Saved data entries:

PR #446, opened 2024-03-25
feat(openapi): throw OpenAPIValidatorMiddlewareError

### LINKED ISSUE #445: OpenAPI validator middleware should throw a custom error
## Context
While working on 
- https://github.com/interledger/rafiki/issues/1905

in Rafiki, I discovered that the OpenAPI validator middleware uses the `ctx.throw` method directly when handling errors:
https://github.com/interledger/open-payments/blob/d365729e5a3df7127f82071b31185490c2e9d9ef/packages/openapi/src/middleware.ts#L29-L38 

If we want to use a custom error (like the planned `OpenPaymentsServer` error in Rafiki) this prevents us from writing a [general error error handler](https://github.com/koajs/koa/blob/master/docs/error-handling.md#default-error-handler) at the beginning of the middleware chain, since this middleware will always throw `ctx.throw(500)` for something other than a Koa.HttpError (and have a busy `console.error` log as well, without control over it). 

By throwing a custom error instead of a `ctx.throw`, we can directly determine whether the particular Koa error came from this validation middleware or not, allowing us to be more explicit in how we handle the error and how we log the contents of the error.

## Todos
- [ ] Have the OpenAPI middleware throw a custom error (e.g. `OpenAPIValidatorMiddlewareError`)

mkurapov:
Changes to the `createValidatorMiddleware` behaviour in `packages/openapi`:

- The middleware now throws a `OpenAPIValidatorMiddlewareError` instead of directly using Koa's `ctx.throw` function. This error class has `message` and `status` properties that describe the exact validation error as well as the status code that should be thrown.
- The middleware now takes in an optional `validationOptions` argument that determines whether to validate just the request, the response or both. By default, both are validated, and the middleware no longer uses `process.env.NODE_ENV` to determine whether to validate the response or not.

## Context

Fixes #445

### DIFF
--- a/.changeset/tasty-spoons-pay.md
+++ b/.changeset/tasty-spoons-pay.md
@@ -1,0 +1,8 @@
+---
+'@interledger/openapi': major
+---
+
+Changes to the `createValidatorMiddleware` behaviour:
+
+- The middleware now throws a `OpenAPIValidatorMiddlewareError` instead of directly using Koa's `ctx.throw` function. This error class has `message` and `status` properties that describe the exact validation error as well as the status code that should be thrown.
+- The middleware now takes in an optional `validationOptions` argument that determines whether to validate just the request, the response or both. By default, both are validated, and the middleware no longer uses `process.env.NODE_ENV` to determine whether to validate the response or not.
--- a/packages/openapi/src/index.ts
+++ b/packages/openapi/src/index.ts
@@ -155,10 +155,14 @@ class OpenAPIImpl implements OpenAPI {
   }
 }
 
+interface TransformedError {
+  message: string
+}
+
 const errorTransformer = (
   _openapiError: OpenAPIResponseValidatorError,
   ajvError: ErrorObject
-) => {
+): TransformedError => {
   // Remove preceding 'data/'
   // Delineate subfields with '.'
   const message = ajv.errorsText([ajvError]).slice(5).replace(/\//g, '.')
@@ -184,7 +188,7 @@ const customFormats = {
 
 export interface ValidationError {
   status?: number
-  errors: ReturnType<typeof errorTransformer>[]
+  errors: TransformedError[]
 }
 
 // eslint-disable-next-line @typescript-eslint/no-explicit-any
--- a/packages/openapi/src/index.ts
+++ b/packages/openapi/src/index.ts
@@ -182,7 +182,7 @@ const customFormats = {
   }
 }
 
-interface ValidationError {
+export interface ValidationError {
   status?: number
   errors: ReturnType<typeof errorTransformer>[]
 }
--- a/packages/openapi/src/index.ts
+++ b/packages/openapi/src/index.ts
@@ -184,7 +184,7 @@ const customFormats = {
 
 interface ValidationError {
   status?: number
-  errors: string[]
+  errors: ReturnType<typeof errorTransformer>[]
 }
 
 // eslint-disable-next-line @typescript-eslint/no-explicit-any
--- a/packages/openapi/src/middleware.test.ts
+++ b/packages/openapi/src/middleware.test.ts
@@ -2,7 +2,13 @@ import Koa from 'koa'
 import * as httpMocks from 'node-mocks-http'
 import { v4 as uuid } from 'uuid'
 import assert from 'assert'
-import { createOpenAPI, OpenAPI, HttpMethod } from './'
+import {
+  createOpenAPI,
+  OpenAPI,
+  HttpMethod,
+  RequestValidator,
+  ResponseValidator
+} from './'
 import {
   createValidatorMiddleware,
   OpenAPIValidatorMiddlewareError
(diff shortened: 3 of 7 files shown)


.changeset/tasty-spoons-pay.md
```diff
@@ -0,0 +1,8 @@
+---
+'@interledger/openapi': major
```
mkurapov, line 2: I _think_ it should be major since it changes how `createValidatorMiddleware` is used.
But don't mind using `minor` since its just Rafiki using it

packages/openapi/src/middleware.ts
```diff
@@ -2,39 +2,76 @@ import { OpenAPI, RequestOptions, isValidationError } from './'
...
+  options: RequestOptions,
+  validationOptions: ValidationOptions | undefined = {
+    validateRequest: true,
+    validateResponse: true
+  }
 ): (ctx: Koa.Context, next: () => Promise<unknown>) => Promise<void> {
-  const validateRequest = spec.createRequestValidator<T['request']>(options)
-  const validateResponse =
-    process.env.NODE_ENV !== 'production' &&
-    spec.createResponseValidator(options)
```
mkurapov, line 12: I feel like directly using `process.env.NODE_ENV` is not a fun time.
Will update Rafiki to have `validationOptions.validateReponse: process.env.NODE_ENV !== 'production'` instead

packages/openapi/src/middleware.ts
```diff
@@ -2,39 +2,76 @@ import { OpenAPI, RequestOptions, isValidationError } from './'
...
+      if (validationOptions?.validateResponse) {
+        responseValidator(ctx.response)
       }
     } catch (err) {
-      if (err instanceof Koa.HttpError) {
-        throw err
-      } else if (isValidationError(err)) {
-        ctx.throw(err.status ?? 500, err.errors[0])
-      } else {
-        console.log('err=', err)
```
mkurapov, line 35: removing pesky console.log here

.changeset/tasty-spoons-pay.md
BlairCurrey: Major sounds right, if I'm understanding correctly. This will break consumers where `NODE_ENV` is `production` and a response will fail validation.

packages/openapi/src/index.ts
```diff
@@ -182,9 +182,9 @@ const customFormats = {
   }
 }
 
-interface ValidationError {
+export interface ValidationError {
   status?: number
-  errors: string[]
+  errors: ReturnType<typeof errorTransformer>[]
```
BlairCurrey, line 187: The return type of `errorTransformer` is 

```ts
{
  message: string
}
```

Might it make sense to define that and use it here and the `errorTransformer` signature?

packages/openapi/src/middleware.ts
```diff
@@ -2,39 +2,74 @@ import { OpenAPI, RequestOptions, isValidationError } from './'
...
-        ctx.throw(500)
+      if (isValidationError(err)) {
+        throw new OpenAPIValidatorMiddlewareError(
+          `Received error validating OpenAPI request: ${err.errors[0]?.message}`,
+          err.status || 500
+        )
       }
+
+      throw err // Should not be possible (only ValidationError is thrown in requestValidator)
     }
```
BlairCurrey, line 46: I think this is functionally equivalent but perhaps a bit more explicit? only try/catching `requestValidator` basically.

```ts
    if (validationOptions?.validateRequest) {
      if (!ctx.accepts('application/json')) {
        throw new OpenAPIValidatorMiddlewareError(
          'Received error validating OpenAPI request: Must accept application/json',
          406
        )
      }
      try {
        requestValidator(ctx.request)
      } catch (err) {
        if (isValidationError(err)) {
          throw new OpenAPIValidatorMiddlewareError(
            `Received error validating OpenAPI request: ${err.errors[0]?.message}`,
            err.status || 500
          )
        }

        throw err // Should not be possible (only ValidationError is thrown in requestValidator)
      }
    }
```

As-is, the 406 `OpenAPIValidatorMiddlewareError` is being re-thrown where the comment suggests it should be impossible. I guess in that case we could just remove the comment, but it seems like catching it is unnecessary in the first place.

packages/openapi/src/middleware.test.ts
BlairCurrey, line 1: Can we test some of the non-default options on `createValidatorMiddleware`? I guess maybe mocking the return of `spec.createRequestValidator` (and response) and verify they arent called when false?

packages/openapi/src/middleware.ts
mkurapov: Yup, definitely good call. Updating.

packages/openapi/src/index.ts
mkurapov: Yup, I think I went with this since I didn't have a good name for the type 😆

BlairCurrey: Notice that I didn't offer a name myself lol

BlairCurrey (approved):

EXERCISE DETAILS
Once you find the string "both" in a line of the records, copy that line.

RESPONSE BELOW
- The middleware now takes in an optional `validationOptions` argument that determines whether to validate just the request, the response or both. By default, both are validated, and the middleware no longer uses `process.env.NODE_ENV` to determine whether to validate the response or not.
+- The middleware now takes in an optional `validationOptions` argument that determines whether to validate just the request, the response or both. By default, both are validated, and the middleware no longer uses `process.env.NODE_ENV` to determine whether to validate the response or not.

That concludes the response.